では、どうやってそういう人達を集めるのだろうか。普通はコネである。リクルーターがエグゼクティブをリクルートする場合もあるが、コネを使うことがかなり多い。人をリクルートする場合、その人の履歴書を見ても面接しても、本当のところはわからない。一番確実なのは、自分が以前一緒に仕事をしたことのある人か、信頼のおける人が一緒に仕事をした人を推薦してくれる場合だ。履歴書をうまく書く人、面接で抜群の自己アピールをできる人が最悪の選択であったことも個人的に知っている。

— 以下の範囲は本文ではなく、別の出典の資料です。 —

PR #2433, opened 2023-03-04
Replace `std::rand` with `<random>`

ChrisThrasher:
## Description

https://sonarcloud.io/project/issues?resolved=false&severities=BLOCKER&id=SFML_SFML&open=AYaqzWMqgNPC4qRKFLQx

Addresses some static analysis warnings about our use of `std::rand`.

### DIFF
--- a/src/SFML/Audio/SoundFileWriterOgg.cpp
+++ b/src/SFML/Audio/SoundFileWriterOgg.cpp
@@ -32,8 +32,8 @@
 #include <algorithm>
 #include <cassert>
 #include <cctype>
-#include <cstdlib>
 #include <ostream>
+#include <random>
 
 
 namespace sf::priv
@@ -63,7 +63,8 @@ bool SoundFileWriterOgg::open(const std::filesystem::path& filename, unsigned in
     m_channelCount = channelCount;
 
     // Initialize the ogg/vorbis stream
-    ogg_stream_init(&m_ogg, std::rand());
+    static std::mt19937 rng(std::random_device{}());
+    ogg_stream_init(&m_ogg, std::uniform_int_distribution(0, std::numeric_limits<int>::max())(rng));
     vorbis_info_init(&m_vorbis);
 
     // Setup the encoder: VBR, automatic bitrate management
--- a/.clang-tidy
+++ b/.clang-tidy
@@ -9,7 +9,6 @@ Checks: >
   -clang-analyzer-optin.cplusplus.VirtualCall,
   -clang-analyzer-optin.osx.*,
   -clang-analyzer-osx.*,
-  -clang-analyzer-security.insecureAPI.rand,
   -clang-analyzer-unix.Malloc,
   -misc-const-correctness,
   -misc-misplaced-const,
--- a/examples/shader/Shader.cpp
+++ b/examples/shader/Shader.cpp
@@ -279,8 +279,9 @@ public:
         {
             // Spread the coordinates from -480 to +480
             // So they'll always fill the viewport at 800x600
-            m_pointCloud[i].position.x = static_cast<float>(rand() % 960) - 480.f;
-            m_pointCloud[i].position.y = static_cast<float>(rand() % 960) - 480.f;
+            std::uniform_real_distribution<float> positionDistribution(-480, 480);
+            m_pointCloud[i].position.x = positionDistribution(rng);
+            m_pointCloud[i].position.y = positionDistribution(rng);
         }
 
         // Load the texture


ChrisThrasher:

ChrisThrasher:

src/SFML/Audio/SoundFileWriterOgg.cpp
```diff
@@ -32,8 +32,15 @@
...
-#include <cstdlib>
 #include <ostream>
+#include <random>
+
+
+namespace
+{
+std::random_device rd;
+std::mt19937       rng(rd());
+} // namespace
```
Bromeon, line 43: Is this save to initialize at global startup, or could these types depend on global objects initialized somewhere else, potentially at a later stage?

Also a more general question, do we want to advocate having RNGs as global variables? Examples are also used to highlight best practices from our point of view.

Bromeon (commented):
Thanks for addressing this! My know-how regarding global RNGs in C++ is not up-to-date, so a few comments regarding that 🙂

src/SFML/Audio/SoundFileWriterOgg.cpp
ChrisThrasher: > Is this save to initialize at global startup, or could these types depend on global objects initialized somewhere else, potentially at a later stage?

We use this pattern elsewhere in SFML and I've used it in many other projects with no issue so I believe it's perfectly safe.

> Also a more general question, do we want to advocate having RNGs as global variables? Examples are also used to highlight best practices from our point of view.

The alternative is to use a `static` local variable which I'm fine doing in this case if you prefer.

ChrisThrasher:
If we really want to set a good example for randomness we can add a new `sf::rng()` function that returns a `thread_local` random number generator that is properly seeded. Here's what it takes to seed the entirety of the state of a `std::mt19937`:

https://github.com/ChrisThrasher/boids/blob/master/src/Boid.cpp#L8-L14

It's not trivial nor easy to learn. It's safe to expect that most random number generators are not seeded as well as they could be. This would obviously replace all existing `mt19937`s in SFML.

Why `thread_local`? Because there's no good reason to want to use the same random number generator across threads. Doing so is prone to produce race conditions if you don't synchronize and prone to slow things down if you do synchronize access to it. Might as well make a new one per thread to avoid that problem.

Bromeon:
Thanks a lot! Maybe in that case we can leave the global variable here in the example.

Thread-local RNGs inside SFML is something we can think about for code reuse. I'm not sure if it should be part of the public API though -- if SFML and user code shares the same RNG, it will be very hard to achieve deterministic results, and the behavior may change between SFML versions. That is, unless SFML strictly separates publicly-exposed and internally-used ones.

I also agree that it's a pity that C++ doesn't offer higher-level APIs for random number generation. Sure, the low-level one is very flexible, and it's not that difficult to get _something_ up and running, but as your example shows, having a good sequence is hard to achieve. Then again, C and C++ games have used `rand()` for decades, and it was good enough. Scientific domains might be a different story.

ChrisThrasher:
https://github.com/SFML/SFML/issues/2434

I made a separate issue to continue to `sf::rng` discussion.

src/SFML/Audio/SoundFileWriterOgg.cpp
vittorioromeo:
```suggestion
std::mt19937& rng() 
{
    static std::mt19937 result{std::random_device{}()};    
    return result;
}
```

Or maybe `thread_local`? Do we care about thread-safety here?

src/SFML/Audio/SoundFileWriterOgg.cpp
```diff
@@ -63,7 +70,8 @@ bool SoundFileWriterOgg::open(const std::filesystem::path& filename, unsigned in
     m_channelCount = channelCount;
 
     // Initialize the ogg/vorbis stream
-    ogg_stream_init(&m_ogg, std::rand());
+    std::uniform_int_distribution serialNumberDistribution(0, RAND_MAX);
+    ogg_stream_init(&m_ogg, serialNumberDistribution(rng));
```
vittorioromeo, line 74:
```suggestion
    ogg_stream_init(&m_ogg, std::uniform_int_distribution{0, RAND_MAX}(rng()));
```

vittorioromeo (changes requested):

src/SFML/Audio/SoundFileWriterOgg.cpp
ChrisThrasher: What's the advantage of hiding the mt19937 within a function?

ChrisThrasher:
I inlined a few unnecessary local variables and moved the `mt19937` into the one function that needed it since there was no reason it needed to be global.

ChrisThrasher:

src/SFML/Audio/SoundFileWriterOgg.cpp
```diff
@@ -63,7 +63,8 @@ bool SoundFileWriterOgg::open(const std::filesystem::path& filename, unsigned in
     m_channelCount = channelCount;
 
     // Initialize the ogg/vorbis stream
-    ogg_stream_init(&m_ogg, std::rand());
+    static std::mt19937 rng(std::random_device{}());
+    ogg_stream_init(&m_ogg, std::uniform_int_distribution(0, RAND_MAX)(rng));
```
vittorioromeo, line 67: I would use `{}` here as it makes it more obvious that the first set of parentheses is initialization and the second is a function call.

vittorioromeo (approved):

src/SFML/Audio/SoundFileWriterOgg.cpp
ChrisThrasher: I didn't do that because it's not precedent in SFML

eXpl0it3r, line 67: Feels a bit odd to use `RAND_MAX` here, which is essentially more connected to `std::rand()`. It also means, that technically, you wouldn't be allowed to remove the `cstdlib` header.

Can't we just use int limit or some other large number?

eXpl0it3r: I mean one could argue whether we should actually use some unique identifier generator, but I guess a random number is okay for a short lived writing process. To prevent potential collisions, you'd just want a big pool for the distribution, so I'd just take `std::numeric_limits<int>::max()`.

ChrisThrasher:

eXpl0it3r (approved):

PR #1794, opened 2025-05-18
Update ubuntu, gcc

omegablitz:


omegablitz:
Depends on category-labs/monad#1324

PR #1795, opened 2025-05-19
Refactor to always ping new peers when name record modified or added

eerkaijun:
Realized I forgot to also make sure that nodes send ping to new nodes in the `handle_ping` code path. Updated here and some slight refactor to make sure whenever we add or modify name records, we should also schedule timer to send pings.

### DIFF
--- a/monad-peer-discovery/src/discovery.rs
+++ b/monad-peer-discovery/src/discovery.rs
@@ -161,6 +161,35 @@ impl<ST: CertificateSignatureRecoverable> PeerDiscovery<ST> {
             },
         )]
     }
+
+    fn insert_new_peers(
+        &mut self,
+        node_id: NodeId<CertificateSignaturePubKey<ST>>,
+        name_record: MonadNameRecord<ST>,
+    ) -> Vec<PeerDiscoveryCommand<ST>> {
+        // insert name record
+        if let Some(info) = self.peer_info.get_mut(&node_id) {
+            if name_record.seq() > info.name_record.seq() {
+                // update name record
+                debug!(?node_id, ?name_record, "name record updated");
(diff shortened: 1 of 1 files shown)


monad-peer-discovery/src/discovery.rs
```diff
@@ -161,6 +161,33 @@ impl<ST: CertificateSignatureRecoverable> PeerDiscovery<ST> {
...
+    fn insert_new_peers(
+        &mut self,
+        node_id: NodeId<CertificateSignaturePubKey<ST>>,
+        name_record: MonadNameRecord<ST>,
+    ) -> Vec<PeerDiscoveryCommand<ST>> {
+        // insert name record
+        if let Some(info) = self.peer_info.get_mut(&node_id) {
+            if name_record.seq() > info.name_record.seq() {
+                // update name record
+                info.name_record = name_record;
```
michael-yxchen: nit: I missed this earlier, can we add a log line here?

monad-peer-discovery/src/discovery.rs
```diff
@@ -161,6 +161,33 @@ impl<ST: CertificateSignatureRecoverable> PeerDiscovery<ST> {
...
+                // exit if seq num is not incremented
+                return vec![];
+            }
+        } else {
+            // peer is not present, insert peer
+            self.peer_info.insert(node_id, PeerInfo {
+                last_ping: None,
+                unresponsive_pings: 0,
+                name_record,
+            });
```
michael-yxchen: also here

monad-peer-discovery/src/discovery.rs
eerkaijun: added

PR #1798, opened 2025-05-19
Full-node Raptorcast: Refactored Group message de/serialization

fabiotdf:
This is part of a series of PR split from the original Full-node RaptorCast integration.
This PR contains just the Group messages adapted to the new, recent serialization method by Kai

### DIFF
--- a/monad-raptorcast/src/lib.rs
+++ b/monad-raptorcast/src/lib.rs
@@ -12,7 +12,7 @@ use std::{
 use alloy_rlp::{Decodable, Encodable};
 use bytes::{Bytes, BytesMut};
 use futures::{channel::oneshot, FutureExt, Stream};
-use message::{DeserializeError, InboundRouterMessage};
+use message::InboundRouterMessage;
 use monad_consensus_types::signature_collection::SignatureCollection;
 use monad_crypto::certificate_signature::{
     CertificateKeyPair, CertificateSignaturePubKey, CertificateSignatureRecoverable, PubKey,
@@ -29,8 +29,11 @@ use monad_types::{
 };
 
 pub mod message;
+pub mod raptorcast_secondary;
+pub mod rlp;
 pub mod udp;
 pub mod util;
+use rlp::DeserializeError;
 use util::{BuildTarget, EpochValidators, FullNodes, ReBroadcastGroupMap, Validator};
 
 const SIGNATURE_SIZE: usize = 65;
@@ -379,9 +382,9 @@ fn try_deserialize_router_message<
     M: Message<NodeIdPubKey = CertificateSignaturePubKey<ST>> + Deserializable<Bytes> + Decodable,
 >(
     bytes: &Bytes,
-) -> Result<InboundRouterMessage<M>, DeserializeError> {
+) -> Result<InboundRouterMessage<M, ST>, DeserializeError> {
     // try to deserialize as a new message first
-    let Ok(inbound) = InboundRouterMessage::<M>::try_deserialize(bytes) else {
+    let Ok(inbound) = InboundRouterMessage::<M, ST>::try_deserialize(bytes) else {
         // if that fails, try to deserialize as an old message instead
         return match M::deserialize(bytes) {
             Ok(old_message) => Ok(InboundRouterMessage::AppMessage(old_message)),
@@ -469,6 +472,12 @@ where
                                 InboundRouterMessage::AppMessage(app_message) => {
                                     Some(app_message.event(from))
                                 }
+                                InboundRouterMessage::FullNodesGroup(full_nodes_group_message) => {
+                                    tracing::warn!(
+                                        "Handling of FullNodesGroup implemented in upcoming PR"
+                                    );
+                                    None
+                                }
                             },
                             Err(err) => {
                                 tracing::warn!(
@@ -521,6 +530,10 @@ where
                     return Poll::Ready(Some(
                         RaptorCastEvent::Message(message.event(NodeId::new(from))).into(),
                     ));
+                }
+                InboundRouterMessage::FullNodesGroup(_group_message) => {
+                    // pass TCP message to MultiRouter
+                    tracing::warn!("FullNodesGroup protocol via TCP not implemented");
                 }
             }
         }
--- a/monad-raptorcast/src/message.rs
+++ b/monad-raptorcast/src/message.rs
@@ -1,62 +1,35 @@
-use alloy_rlp::{encode_list, Decodable, Encodable, Header, RlpDecodable, RlpEncodable};
+use alloy_rlp::{encode_list, Decodable, Encodable, Header};
 use bytes::{Bytes, BytesMut};
-use monad_compress::{zstd::ZstdCompression, CompressionAlgo};
+use monad_crypto::certificate_signature::CertificateSignatureRecoverable;
 
-const SERIALIZE_VERSION: u32 = 1;
-// compression versions
-const UNCOMPRESSED_VERSION: u32 = 1;
-const DEFAULT_ZSTD_VERSION: u32 = 2;
+use super::{
+    raptorcast_secondary::group_message::FullNodesGroupMessage,
+    rlp::{
+        try_deserialize_rlp_message, try_serialize_rlp_message, DeserializeError,
+        NetworkMessageVersion, SerializeError,
+    },
+};
 
-#[derive(RlpEncodable, RlpDecodable)]
-struct NetworkMessageVersion {
-    pub serialize_version: u32,
-    pub compression_version: u32,
+const MESSAGE_TYPE_APP: u8 = 1;
+const MESSAGE_TYPE_GROUP: u8 = 3;
+
+pub enum OutboundRouterMessage<OM, ST: CertificateSignatureRecoverable> {
+    AppMessage(OM),                            // MESSAGE_TYPE_APP
+    FullNodesGroup(FullNodesGroupMessage<ST>), // MESSAGE_TYPE_GROUP
 }
 
-impl NetworkMessageVersion {
-    pub fn version() -> Self {
-        Self {
-            serialize_version: SERIALIZE_VERSION,
-            compression_version: UNCOMPRESSED_VERSION,
-        }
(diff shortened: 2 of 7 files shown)


monad-raptorcast/src/message.rs
```diff
@@ -1,117 +1,62 @@
...
+use super::{
+    raptorcast_secondary::group_message::FullNodesGroupMessage,
+    rlp::{
+        try_deserialize_rlp_message, try_serialize_rlp_message, DeserializeError,
+        NetworkMessageVersion, SerializeError,
+    },
+};
+
+const MESSAGE_TYPE_APP: u8 = 1;
+const MESSAGE_TYPE_GROUP: u8 = 2;
```
michael-yxchen: nit: can you use 3 instead. Peer discovery messages are using 2 in https://github.com/category-labs/monad-bft/pull/1780

monad-raptorcast/src/lib.rs
```diff
@@ -522,6 +530,10 @@ where
                         RaptorCastEvent::Message(message.event(NodeId::new(from))).into(),
                     ));
                 }
+                InboundRouterMessage::FullNodesGroup(_group_message) => {
+                    // pass TCP message to MultiRouter
+                    unimplemented!("FullNodesGroup protocol via TCP not implemented");
```
michael-yxchen: let's nerf that to a warning so client doesn't panic on malformed msg

monad-raptorcast/src/lib.rs
```diff
@@ -27,8 +27,11 @@ use monad_executor_glue::{
 use monad_types::{
     Deserializable, DropTimer, Epoch, ExecutionProtocol, NodeId, RouterTarget, Serializable,
 };
+use rlp::DeserializeError;
```
michael-yxchen: super nit: reorder it after `pub mod rlp;` because rlp is an internal mod not external crate

monad-raptorcast/src/lib.rs
```diff
@@ -469,6 +472,11 @@ where
                                 InboundRouterMessage::AppMessage(app_message) => {
                                     Some(app_message.event(from))
                                 }
+                                InboundRouterMessage::FullNodesGroup(full_nodes_group_message) => {
+                                    unimplemented!(
+                                        "Handling of FullNodesGroup implemented in upcoming PR"
+                                    );
```
michael-yxchen: nit: let's nerf this temporarily as well

monad-raptorcast/src/rlp.rs
```diff
@@ -0,0 +1,94 @@
...
+
+#[derive(Debug)]
+pub struct SerializeError(pub String);
+
+pub fn try_serialize_rlp_message<M: Encodable>(
+    msg_type: u8,
+    rlp_message: M,
+    version: NetworkMessageVersion,
+    out_buf: &mut dyn BufMut,
+) -> Result<(), SerializeError> {
```
michael-yxchen: compression only sees gains in AppMessage/proposals. Group and peer discovery messages should be sent uncompressed - most payloads are random (NodeId/signatures) so compression is wasteful there

we can strip out compression from this helper function

monad-raptorcast/src/message.rs
fabiotdf: Done

monad-raptorcast/src/lib.rs
fabiotdf: Good point! done

monad-raptorcast/src/lib.rs
fabiotdf: Done

monad-raptorcast/src/lib.rs
fabiotdf: Done

monad-raptorcast/src/rlp.rs
fabiotdf: Good point, but may I instead pass a `version` argument that requests no compression? This way the code stays cleaner

monad-raptorcast/src/rlp.rs
```diff
@@ -0,0 +1,94 @@
...
+            serialize_version: SERIALIZE_VERSION,
+            compression_version: UNCOMPRESSED_VERSION,
+        }
+    }
+}
+
+#[derive(Debug)]
+pub struct SerializeError(pub String);
+
+pub fn try_serialize_rlp_message<M: Encodable>(
```
michael-yxchen: nit: `pub (crate)`

monad-raptorcast/src/rlp.rs
```diff
@@ -0,0 +1,94 @@
...
+#[derive(Debug)]
+pub struct DeserializeError(pub String);
+
+impl From<alloy_rlp::Error> for DeserializeError {
+    fn from(err: alloy_rlp::Error) -> Self {
+        DeserializeError(format!("rlp decode error: {:?}", err))
+    }
+}
+
+pub fn try_deserialize_rlp_message<M: Decodable>(
```
michael-yxchen: also pub crate

monad-raptorcast/src/rlp.rs
fabiotdf: Pushed the change suggested above ^
Please let me know if there still are any objections regarding this

monad-raptorcast/src/message.rs
```diff
@@ -1,117 +1,62 @@
...
-                    // encode as compressed message
-                    let enc: [&dyn Encodable; 3] = [&version, &1u8, &compressed_app_message];
-                    encode_list::<_, dyn Encodable>(&enc, &mut buf);
-                } else {
-                    unreachable!()
-                };
+                try_serialize_rlp_message(MESSAGE_TYPE_APP, app_message, version, &mut buf)?;
+            }
+            Self::FullNodesGroup(generic_grp_message) => {
+                generic_grp_message.try_serialize_inner(version)?;
```
eerkaijun: this calls into `try_serialize_inner`, which then calls into `try_serialize_rlp_message`. the message type passed in are `MESSAGE_TYPE_PREP_REQ`, `MESSAGE_TYPE_PREP_RES` and `MESSAGE_TYPE_CONF_GRP` which are constants conflicting with APP_MESSAGE and peer discovery message etc. or am I thinking it wrongly?

monad-raptorcast/src/message.rs
```diff
@@ -1,117 +1,62 @@
...
-                            .map_err(DeserializeError::from)?;
-                        Ok(Self::AppMessage(app_message))
-                    }
-                    _ => Err(DeserializeError("unknown compression version".into())),
-                }
+            MESSAGE_TYPE_APP => {
+                let decoded_msg: AM = try_deserialize_rlp_message(version, &mut payload)?;
+                Ok(Self::AppMessage(decoded_msg))
+            }
+            MESSAGE_TYPE_GROUP => {
```
eerkaijun, line 57: `MESSAGE_TYPE_GROUP` doesn't seem to get used during serialization

monad-raptorcast/src/message.rs
```diff
@@ -1,117 +1,62 @@
...
+                let decoded_msg =
+                    FullNodesGroupMessage::try_deserialize_inner(version, &mut payload)?;
+                Ok(Self::FullNodesGroup(decoded_msg))
```
michael-yxchen: check `compression_version` is uncompressed

monad-raptorcast/src/message.rs
michael-yxchen: good catch. Cleaner way is to implement `Encodable/Decodable` for `FullNodesGroupMessage`

fabiotdf: How do I pass `version` to Encodable implementation?

michael-yxchen: you don't. This is an example from `MonadMessage`: https://github.com/category-labs/monad-bft/blob/8b2ba58e30b7eee23b3079e7f0aa9af60add35bd/monad-state/src/lib.rs#L427-L461

you attach version and enum discriminant when serializing `RouterMessage`

eerkaijun: perhaps something like https://github.com/category-labs/monad-bft/blob/master/monad-peer-discovery/src/message.rs#L38

the NetworkVersionMessage will just be used in the outer serialization

fabiotdf: Does the recent commit look more correct? No `version` information is passed, though

michael-yxchen: last commit i see is from yesterday at 4p. did you push?

monad-raptorcast/src/message.rs
fabiotdf: Fixed

monad-raptorcast/src/message.rs
fabiotdf: I did, and I only see your 48min old comments now. What I committed doesn't 100% match the example you copied. Let me review

monad-raptorcast/src/rlp.rs
fabiotdf: Done

monad-raptorcast/src/message.rs
fabiotdf: Now ignoring the `version` field, so always uncompressed

monad-raptorcast/src/message.rs
fabiotdf: So we encode a dummy version on every layer but also ignore it when deserializing?

michael-yxchen: yeah we're ignoring it rn because we only have one message version. It will be used when upgrading

fabiotdf: What if sender sends version 2 and receiver, being a build behind, doesn't know 2 exists? It can crash or just interpret messages wrongly.
I added a check here and if the receiver sees a version higher than it knows about, it returns an error

michael-yxchen: you're right, we should add that check

realistically at least 1 release before we upgrade, we will add the version check

fabiotdf:
Closed & reworked on a different PR

PR #1799, opened 2025-05-19
Fix warnings

fabiotdf:
Just addressing a few annoying warnings

### DIFF
--- a/monad-consensus-state/src/lib.rs
+++ b/monad-consensus-state/src/lib.rs
@@ -422,7 +422,7 @@ where
 
         // a valid proposal will advance the pacemaker round so capture the original round before
         // handling the proposal certificate
-        let original_round = self.consensus.pacemaker.get_current_round();
+        let _original_round = self.consensus.pacemaker.get_current_round();
         cmds.extend(self.proposal_certificate_handling(&p));
 
         // author, leader, round checks
--- a/monad-eth-block-validator/src/lib.rs
+++ b/monad-eth-block-validator/src/lib.rs
@@ -167,7 +167,7 @@ where
 
         let ProposedEthHeader {
             ommers_hash,
-            beneficiary,
+            beneficiary: _,
             transactions_root,
             withdrawals_root,
             difficulty,
--- a/monad-state/src/lib.rs
+++ b/monad-state/src/lib.rs
@@ -521,7 +521,7 @@ where
 {
     fn decode(buf: &mut &[u8]) -> alloy_rlp::Result<Self> {
         let mut payload = Header::decode_bytes(buf, true)?;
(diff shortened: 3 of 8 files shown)


monad-consensus-state/src/lib.rs
```diff
@@ -422,7 +422,7 @@ where
 
         // a valid proposal will advance the pacemaker round so capture the original round before
         // handling the proposal certificate
-        let original_round = self.consensus.pacemaker.get_current_round();
+        let _original_round = self.consensus.pacemaker.get_current_round();
```
maxkozlovsky, line 425: If this value is not going used, why not remove the line? The comment as well.

michael-yxchen: there's some code (on timestamp adjustment) commented out referencing `original_round`. I think we can keep it around until we decide what to do about that

monad-eth-block-validator/src/lib.rs
```diff
@@ -183,6 +183,8 @@ where
             parent_beacon_block_root,
         } = &header.execution_inputs;
 
+        let _ = beneficiary;
```
maxkozlovsky: Can be written without separate assignment as 
```
let ProposedEthHeader {
  ...
  beneficiary: _,
  ...
}
```

monad-triedb-utils/src/triedb_env.rs
```diff
@@ -201,8 +201,8 @@ fn polling_thread(
     max_async_read_concurrency: usize,
     receiver_traverse: mpsc::Receiver<TriedbRequest>,
     max_async_traverse_concurrency: usize,
-    max_finalized_block_cache_len: usize,
```
omegablitz, line 204: These args can be removed

monad-state/src/lib.rs
```diff
@@ -944,6 +944,7 @@ where
                     block_range,
                     full_blocks,
                 } => {
+                    let _ = block_range;
```
maxkozlovsky: Same here
```
block_range: _,
```

monad-eth-block-validator/src/lib.rs
fabiotdf: Ah yes, thanks!

monad-state/src/lib.rs
```diff
@@ -944,6 +944,7 @@ where
                     block_range,
```
omegablitz: `block_range: _,`

fabiotdf: Done

monad-state/src/lib.rs
fabiotdf: Done

PR #1801, opened 2025-05-19
Add limit on the size of data in upserts list

maxkozlovsky:
Limit the total message size in addition to number of upserts limit. This puts tighter bound on the message sizes not dependent on upsert sizes in batch.


maxkozlovsky:
https://github.com/category-labs/category-internal/issues/1606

では、コネの仲間に入り、何かいいネタがあった際にお声がかかるにはどうしたらよいのだろうか。どんな職場でも最善の努力をして自分の評価を上げておくことはもちろんだが、それだけではコネのサークルが狭すぎる。ビジネス ミーティング、コンファレンス、その他の機会を捉えて、友達の友達として積極的にコネのサークルを広げることだ。LinkedinFaceBookTwitterなどはそういったことに役立つ。筆者は決してシリコンバレーでヒットを打ったとは言わないが、こういうコネのおかげで今まで数多くの面白いプロジェクトに参加してきた。

例えば、前出のMはその後会社を設立して、筆者はコンサルティングを行った。同じく日系企業の事業部で雇った営業コンサルタントのVは、その後会社を買収してCEOとなり、筆者は一時期技術担当の副社長だった。現在行っているアナリストの仕事は、NASA研究所の技術を商業化するプロジェクトでNASA側のビジネス担当者だったGが誘ってくれたことから始まった。

アメリカ人は日本市場について、コネと知り合いがいないととても参入できないという。確かにそうだけれど、今までの経験から言えば、日本の会社の場合、会ってくれと言えば一応会うだけは会ってくれそうな気がする。アメリカの場合、会う理由が先方に明確か、断ることのできない紹介があるかでもないと、中々会ってももらえない。そういう意味ではコネの重要な世界だ。

結論としては、言い古されているかもしれないが、シリコンバレーには様々な分野でベテランの域に達する人々や、若くてあまり経験はないが馬力のある人が数多く存在しており、既存の会社の枠にとらわれないビジネスを起こそうという気概がある。またこれを支援しようという資本家もあまたおり、アイディアと人材が揃えば会社設立へまっしぐらとなる。当然大部分の会社は倒産する。その屍を乗り越えて、また新たな会社が設立されて前進する。そうやって、成功した会社がICTの業界を今まで変革してきた。そしてこれからも変革していくだろう。筆者はどうか。3度ばかり起業に関わったが、どうももう一度やる元気がない。誰か、後押しをしてくれる人、いませんか。